Hacker News new | ask | show | jobs
by SilverElfin 97 days ago
This has been a common issue with the Chinese open weight models. It appears most or all have been trained via distillation on OpenAI and Anthropic models.
1 comments

They most likely weren't, despite very dubious claims of Amodei and Altman and a certain twitter influencer running a pretty naive writing benchmark ("slop test") that is wrong in a very obvious manner. The only unambiguous cases of distillation were Gemini 2.0 experimentals being trained on Claude outputs, and GLM-4.7 being trained on Gemini 3.0 Pro. The rest are pretty different from each other.
What makes these cases unambiguous?
GLM-4.7 (specifically this version) repeats the guardrail prompt injections from 3.0 Pro, word-by-word, and never follows them, which is consistent with training on a reward-hacked CoT. Gemini 3.0 only discusses snippets from this injection in its native CoT (hidden by default, trivial to uncover), but GLM-4.7 was able to reconstruct it in full during training. The only possible reason for this is direct training on a large amount of examples of Gemini's CoT. Its structure and a lot of replies were identical in GLM too.

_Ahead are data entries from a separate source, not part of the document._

PR #91, opened 2018-01-05
new: usr: Added support for NativeAzure file system

abhishekdas99:


abhishekdas99:
Can we review this one ? I have tested it with wasb:// path.

pom.xml
```diff
@@ -48,7 +48,7 @@
         <dep.airlift.version>0.98</dep.airlift.version>
         <commons-httpclient.version>3.0.1</commons-httpclient.version>
         <dep.hadoop1.version>1.2.0</dep.hadoop1.version>
-        <dep.hadoop2.version>2.6.0</dep.hadoop2.version>
+        <dep.hadoop2.version>2.7.0</dep.hadoop2.version>
```
vrajat: Is the upgrade to 2.7.0 safe ? Why is this required ? Azure jars work with 2.7.0 only ?

abhishekdas99: The NativeAzureFileSystem is available in hadoop 2.7. We are not referencing com.microsoft.azure for that.

stagraqubole: This needs to be checked for regression with currently supported versions of hive and presto

abhishekdas99: I have changed the hadoop version back to 2.6 and added only 2.7 version dependency for hadoop-azure module. This is not available in 2.6

rubix-hadoop2/pom.xml
```diff
@@ -27,6 +27,12 @@
             <version>2.6.0</version>
         </dependency>
 
+        <dependency>
+            <groupId>org.apache.hadoop</groupId>
+            <artifactId>hadoop-azure</artifactId>
+            <version>2.7.0</version>
```
stagraqubole: Is it compatible with hadoop-core 2.6.0? Were you able to access Blobstore with these changes?

abhishekdas99: I had some problem staring a azure cluster. I am planning to test this out and update here

abhishekdas99: I have tested this patch in our hadoop2 cluster with hive query.

vrajat: Is it possible to provide a node bootstrap that Qubole Presto QA can test with ? Presto support is paramount.

abhishekdas99: Yes. We can provide a node bootstrap to test this.

abhishekdas99: I have tested this in a presto azure cluster as well.

rubix-presto/src/main/java/com/qubole/rubix/presto/CachingPrestoNativeAzureFileSystem.java
```diff
@@ -0,0 +1,63 @@
...
+ * Unless required by applicable law or agreed to in writing, software
+ * distributed under the License is distributed on an AS IS BASIS,
+ * WITHOUT WARRANTIES OR CONDITIONS OF ANY KIND, either express or implied.
+ * See the License for the specific language governing permissions and
+ * limitations under the License. See accompanying LICENSE file.
+ */
+package com.qubole.rubix.presto;
+
+import com.qubole.rubix.core.CachingFileSystem;
+import org.apache.commons.logging.Log;
```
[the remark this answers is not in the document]
abhishekdas99: I agree. I am also not fond of this. We need to decouple FileSystem class from the cluster manager by making cluster manager as configuration. In that case, the filesystem class can be used for different types of cluster manager and we won't have any duplication.

rubix-hadoop2/pom.xml
abhishekdas99: Changed scope to provided . Tested with qds presto.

Gemini 2.0 Exp 1206 was reported to be indirectly trained on Claude's outputs with humans in between [1], which was pretty consistent with its outputs at the time. No other Gemini versions except two experimental ones were similar to Claude.

[1] https://techcrunch.com/2024/12/24/google-is-using-anthropics...

Interesting! Thanks for taking the time to write down the explanation, I appreciate it.